Most residents probably assume that the Jacksonville Beach City Council approves the people who hold the most powerful positions in local government. In many cases, that assumption would be wrong.
Under Jacksonville Beach’s council-manager form of government, the city manager carries broad responsibility for appointing administrative leadership. That structure exists for good reason. Day-to-day management of city operations should not become a political tug-of-war, and professional administration can provide continuity beyond election cycles.
But the question is not whether the city manager should run city operations. The question is whether there are certain positions so closely connected to public authority and public trust that elected officials should have a formal role in confirming them.
Interestingly, Jacksonville Beach has already answered that question in part.

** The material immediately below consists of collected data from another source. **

PR #7496, opened 2025-11-20
[FIx] data validation: fix date criterion

hokolomopo:
## Description

The relative date criterion 'pastWeek/pastMonth/pastYear' were not correct. For example the 'pastWeek' criterion would span a period of 8 days instead of 7. The dates numbers were also not always rounded down, which could lead to some issues.

Task: [5343580](https://www.odoo.com/odoo/2328/tasks/5343580)

## review checklist

- [ ] exportable in excel
- [ ] unit tested
- [ ] clean commented code
- [ ] track breaking changes

### DIFF
--- a/src/helpers/data_validation_helpers.ts
+++ b/src/helpers/data_validation_helpers.ts
@@ -1,22 +1,44 @@
 import { tryToNumber } from "../functions/helpers";
 import { DataValidationCriterion, DateCriterionValue, Locale } from "../types";
-import { DateTime, jsDateToNumber, valueToDateNumber } from "./dates";
+import { DateTime, getDaysInMonth, jsDateToNumber, valueToDateNumber } from "./dates";
 
 function toCriterionDateNumber(dateValue: Exclude<DateCriterionValue, "exactDate">): number {
   const today = DateTime.now();
   switch (dateValue) {
     case "today":
-      return jsDateToNumber(today);
-    case "yesterday":
-      return jsDateToNumber(DateTime.fromTimestamp(today.setDate(today.getDate() - 1)));
-    case "tomorrow":
-      return jsDateToNumber(DateTime.fromTimestamp(today.setDate(today.getDate() + 1)));
+      return Math.floor(jsDateToNumber(today));
+    case "yesterday": {
+      today.setDate(today.getDate() - 1);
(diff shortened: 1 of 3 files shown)


src/helpers/data_validation_helpers.ts
```diff
@@ -6,17 +6,27 @@ function toCriterionDateNumber(dateValue: Exclude<DateCriterionValue, "exactDate
...
     case "lastWeek":
-      return jsDateToNumber(DateTime.fromTimestamp(today.setDate(today.getDate() - 7)));
-    case "lastMonth":
-      return jsDateToNumber(DateTime.fromTimestamp(today.setMonth(today.getMonth() - 1)));
+      today.setDate(today.getDate() - 6);
+      return Math.floor(jsDateToNumber(today));
+    case "lastMonth": {
+      today.setDate(today.getDate() + 1);
+      today.setMonth(today.getMonth() - 1);
+      return Math.floor(jsDateToNumber(today));
```
LucasLefevre, line 30: I don't think this works.
I simulated if we were the 2025-03-30 (`const today = new DateTime(2025,2,30);`) and this gives `Mon Mar 03 2025` as a result

hokolomopo: Yeah dates are annoying ....

src/helpers/data_validation_helpers.ts
```diff
@@ -1,22 +1,44 @@
...
+      today.setDate(today.getDate() + 1);
+      return Math.floor(jsDateToNumber(today));
+    }
     case "lastWeek":
-      return jsDateToNumber(DateTime.fromTimestamp(today.setDate(today.getDate() - 7)));
-    case "lastMonth":
-      return jsDateToNumber(DateTime.fromTimestamp(today.setMonth(today.getMonth() - 1)));
+      today.setDate(today.getDate() - 6);
+      return Math.floor(jsDateToNumber(today));
+    case "lastMonth": {
```
LucasLefevre, line 21: it would be a behavior change (for master) but excel works differently (for CF).
For "last month", if you are any day in December, it targets any day between the 1st November to 31th November

LucasLefevre:
robodoo r-

LucasLefevre:
robodoo r+
fixed typo in commit title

The council already has appointment approval authority for several positions, including the police chief, chief financial officer and city clerk. The city has already recognized that some offices carry responsibilities significant enough to justify an added layer of public oversight.

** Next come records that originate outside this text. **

PR #7506, opened 2025-11-21
[FIX] clickable cells: prevent overlap with grid icons

hokolomopo:
## Description

If a cell has both a clickable cell and a clickable grid icon (eg. a link in a cell with a filter icon), clicking the icon would click the clickable cell.

With this commit, we reduce the clickable cell size based on the position of the icons on the cell to prevent any overlap.

Task: [4930803](https://www.odoo.com/odoo/2328/tasks/4930803)

## review checklist

- [ ] exportable in excel
- [ ] unit tested
- [ ] clean commented code
- [ ] track breaking changes


pro-odoo (approved):
robodoo r+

Even more important, the city’s charter itself appears to anticipate exactly this type of action.
The charter is effectively Jacksonville Beach’s local constitution. Unlike ordinary ordinances, charter provisions are approved by a majority vote of the citizens. They represent powers and structures directly authorized by the voters themselves.
Section 28 of the charter provides that appointments involving “the heads of such departments of the city as may be designated by ordinance” shall require City Council approval before becoming effective.
That language matters.
The charter does not merely allow council approval for a few specific positions. It appears to authorize the council to determine by ordinance which department leadership positions should receive public review and confirmation.

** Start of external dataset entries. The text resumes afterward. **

PR #7523, opened 2025-11-24
[FIX] composer: keep edition mode inactive on cursor selection change

rmbh-odoo:
## Description:

Current behavior before PR:
- Changing the composer cursor selection triggered a switch to edition mode,
even when the composer was inactive.
- This caused unwanted activation of editing while simply moving the selection.

- Selection changes no longer modify the edition mode when the composer is inactive,
ensuring the edition state remains stable.

Task: [5354541](https://www.odoo.com/odoo/2328/tasks/5354541)

## review checklist

- [ ] exportable in excel
- [ ] unit tested
- [ ] clean commented code
- [ ] track breaking changes

### DIFF
--- a/src/plugins/ui_stateful/edition.ts
+++ b/src/plugins/ui_stateful/edition.ts
@@ -144,7 +144,9 @@ export class EditionPlugin extends UIPlugin {
       case "CHANGE_COMPOSER_CURSOR_SELECTION":
         this.selectionStart = cmd.start;
         this.selectionEnd = cmd.end;
-        this.mode = "editing";
+        if (this.isSelectingForComposer()) {
+          this.mode = "editing";
+        }
         break;
       case "STOP_COMPOSER_RANGE_SELECTION":
         if (this.isSelectingForComposer()) {
--- a/tests/composer/edition_plugin.test.ts
+++ b/tests/composer/edition_plugin.test.ts
@@ -103,6 +103,13 @@ describe("edition", () => {
     expect(model.getters.getEditionMode()).toBe("inactive");
   });
 
+  test("should keep edition mode inactive when selection changes while composer is inactive", () => {
+    const model = new Model();
+    expect(model.getters.getEditionMode()).toBe("inactive");
+    model.dispatch("CHANGE_COMPOSER_CURSOR_SELECTION", { start: 0, end: 0 });
+    expect(model.getters.getEditionMode()).toBe("inactive");
+  });
+
   test("should switch to editing mode when composer cursor selection changes", () => {
     const model = new Model();
     model.dispatch("START_EDITION", { text: "=sum(" });
--- a/tests/composer/composer_integration_component.test.ts
+++ b/tests/composer/composer_integration_component.test.ts
@@ -27,6 +27,7 @@ import {
   getElComputedStyle,
   gridMouseEvent,
   keyDown,
+  keyUp,
   rightClickCell,
   selectColumnByClicking,
   simulateClick,
@@ -336,6 +337,15 @@ describe("Composer interactions", () => {
     composerEl.dispatchEvent(new Event("keyup"));
     await clickCell(model, "C8");
     expect(getSelectionAnchorCellXc(model)).toBe("C8");
+    expect(model.getters.getEditionMode()).toBe("inactive");
+  });
+
+  test("should switch topbar composer from editing to inactive when pressing Escape on cell A1 containing '=A2'", async () => {
+    setCellContent(model, "A1", "=A2");
+    await click(fixture, ".o-spreadsheet-topbar .o-composer");
+    expect(model.getters.getEditionMode()).toBe("editing");
+    keyDown({ key: "Escape" });
+    keyUp({ key: "Escape" });
     expect(model.getters.getEditionMode()).toBe("inactive");
   });
 


tests/composer/edition_plugin.test.ts
```diff
@@ -103,6 +103,13 @@ describe("edition", () => {
     expect(model.getters.getEditionMode()).toBe("inactive");
   });
 
+  test("should keep edition mode inactive when selection changes while composer is inactive", () => {
```
rrahir, line 106: Could you also add a test that tests against the component as well ? right now, if I set =A2 in A1 then select the topbar composer then hit escape, I see a traceback because of the inconsistent state.

src/plugins/ui_stateful/edition.ts
```diff
@@ -144,7 +144,9 @@ export class EditionPlugin extends UIPlugin {
       case "CHANGE_COMPOSER_CURSOR_SELECTION":
         this.selectionStart = cmd.start;
         this.selectionEnd = cmd.end;
-        this.mode = "editing";
+        if (this.isSelectingForComposer()) {
```
rrahir, line 147: there is another issue which is worth being taken care of.
during the onKeyup handler after pressing Escape, the composer selection is not reset,I think we should add this behaviour as well.
here, we should reset the selection as well when clearing the edition
https://github.com/odoo/o-spreadsheet/blob/17.0/src/plugins/ui_stateful/edition.ts#L449

edit: the dispatch CHANGE_COMPOSER_CURSOR_SELECTION should never be called in the first place and it wouldn't if the slection was properly reset when we stop the edition

rrahir (changes requested):
nice catch, I was fixing that in 18.0 but did not realise it was already an issue uin 17.0 as well.
Could you addres the second point I mentionned in a separate commit?

src/plugins/ui_stateful/edition.ts
rmbh-odoo: I investigated the issue you pointed out, and here is what I observed:
We are not dispatching `stopEdition` on Escape key press.
So, we can add the selection reset in `cancelEdition()`, because this method is triggered when pressing Escape: [composer.ts#L312](https://github.com/odoo/o-spreadsheet/blob/17.0/src/components/composer/composer/composer.ts#L312)

I added the following code to `cancelEdition()`:
`this.selectionStart = this.selectionEnd = 0;`

This solution works perfectly when the composer contains a single-token formula like '=A2'.
In that case, start and end are already 0 after pressing Escape, so there is no dispatch.

However, with a multi-token formula (e.g. '=A1+A2'), the old values oldStart and oldEnd are 0, but the values retrieved from [composer.ts#L418](https://github.com/odoo/o-spreadsheet/blob/17.0/src/components/composer/composer/composer.ts#L418)
are equal to the formula length. Because they do not match, the system ends up dispatching at the end.

As of now, I do not see any UI bug caused by this behavior.
Let me know if I missed anything in the R&D part. :smiling_face_with_tear:

rrahir: > However, with a multi-token formula (e.g. '=A1+A2'), the old values oldStart and oldEnd are 0, but the values retrieved from composer.ts#L418

The issue we have at this specific place is that we mock  completely the content helper (this was removed in upcoming versions 190+ I think) which might explain what you witness ? on my end, experimentally,  I see that on any type of formula (single or multi token) `this.contentHelper.getCurrentSelection()` is set to 0, 0.

could you confirm it is a test issue? if so, the mock could maybe be adapted ? or maybe it cant eassily, in which case we could consider adding a proper test in later versions.

What we drastically lack is a check on the coherence of the composer state (be it in 17.0 with th plugin or in later versions with the store) which brings those shitty behaviours. and it turns out that when both validating and canceling the edition, we do not reset the selection, I think it makes sense to address both cases. In 17.0, if you look at the state of the plugin once we stop the edition, its selection is still set to the value before we stopped, it's not reset to 0,0 but resetting that value in `EditionPlugin.cancelEdition` does the trick because Sthe handler ends up using cancelEdition

rrahir: Another point, the more I think about it, the more it makes no sense to try to post process something once edition is stopped. IMHO, any keyup event should be blatantly ignored once the eiditon is stopped, but we are doiong enough risky changes in stable at the moment. we could consider a change in master

rmbh-odoo: > could you confirm it is a test issue? if so, the mock could maybe be adapted ? or maybe it cant eassily, in which case we could consider adding a proper test in later versions.

Sorry, this isn’t related to single vs. multi token, and it’s not related to test cases.
In the [video](https://drive.google.com/file/d/17B6Na6FCiCk2HyA7IewxbsMeR80z7X1e/view?usp=sharing), pressing Esc on the `top composer` resets the selection to 0, but pressing Esc on the `grid composer` gives a length of 6. I’m not sure why this difference occurs.
We can’t rely on resetSelection to 0 because of this inconsistent behavior. it might be work for `stopSelection`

In other words, voters did not simply create a city-manager government and walk away from the issue. They built a system that preserved an important role for elected representatives. The voters appear to have intentionally left room for future councils to decide where additional oversight is appropriate.
That raises an obvious question: if the voters granted that authority, when should it be used?
Certain positions exercise authority that goes beyond ordinary administration. Some officials issue permits, enforce codes, interpret regulations, inspect buildings or make decisions affecting private property rights. Others administer enterprise operations or oversee substantial public revenues and expenditures.
These are not simply management roles. They are positions exercising delegated governmental power.
The issue is not whether these employees are qualified or trustworthy. It is not about personalities or current officeholders. It is about structure.
If an official has authority to determine whether a permit is granted, whether a property owner faces enforcement action, whether regulations are interpreted in a particular way, or whether millions of public dollars are managed, the public arguably has an interest in seeing that appointment reviewed in an open meeting by elected representatives.
Critics may argue that such a proposal risks politicizing administration. That concern deserves serious consideration. Local governments work best when elected officials establish policy and professional staff administer it.
But council confirmation is not the same thing as day-to-day interference. The city manager would still recruit candidates, supervise departments and manage operations. Confirmation simply creates an additional public checkpoint before certain appointments become final.
Many governmental systems already use that approach. Governors appoint agency heads, but legislatures often confirm them. Presidents nominate cabinet officials, but the Senate votes on them. The concept is neither unusual nor radical.
The stronger argument may be that confirmation should not be based on titles but on responsibilities.
The issue is not whether a position happens to be called “director,” “administrator” or “manager.” The question should be whether the office exercises regulatory authority, quasi-judicial authority or substantial fiduciary responsibility over public resources.
If the charter gives the council authority to decide which positions require confirmation, then using that authority for positions exercising substantial governmental powers is not creating new authority. It is implementing authority the voters already placed in the charter.
Reasonable people can disagree on where the line should be drawn. But asking the question is not an attack on professional management. It is a discussion about accountability, public trust and whether the system should operate as the voters designed it.
Authority and accountability should travel together. If the voters left elected representatives the ability to provide additional oversight, perhaps the question is not whether they can act, but whether they should.